## Neural Computation

We compute retrieval probabilities as a function of pattern age for networks with binary neurons and synapses updated with the simple Hebbian learning model studied in Amit and Fusi (1994). The analysis depends on choosing a neural threshold that enables patterns to stabilize in the neural dynamics. In contrast to most earlier work, where selective neurons for each pattern are drawn independently with fixed probability *f*, here we analyze the situation where *f* is drawn from some distribution on a range of coding levels. In order to set a workable threshold in this setting, it is necessary to introduce a simple inhibition in the neural dynamics whose magnitude depends on the total activity of the network. Proper choice of the threshold depends on the value of the covariances between the synapses for which we provide an explicit formula. Retrieval probabilities depend on the distribution of the fields induced by a learned pattern.
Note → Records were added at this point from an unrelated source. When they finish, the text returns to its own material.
PR #364, opened 2020-04-17
Change tracing export. Add tracing config to all clients requests

tiagonapoli:
- Add `NODE_ENV` tag to process tracing tags.
- Add tracingConfig to all clients requests.
- Create tracing config on requests to specify if the request span will be child of the root span or will follow from (Refer to `References between Spans` on https://opentracing.io/specification/)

We show that the field induced by the first learned pattern evolves as a Markov chain during subsequent learning epochs, leading to a recursive formula for the distribution. Alternatively, the distribution can be computed using a normal approximation, which involves the value of the synaptic covariances. Capacity is computed as the sum of the retrival probabilities over all ages. We show through simulation that the chosen threshold enables retrieval with asynchronous dynamics even in the presence of significant noise in the initial state of the pattern. The computed probabilities with both methods are shown to be very close to probabilities estimated from simulation. The analysis is extended to randomly connected networks.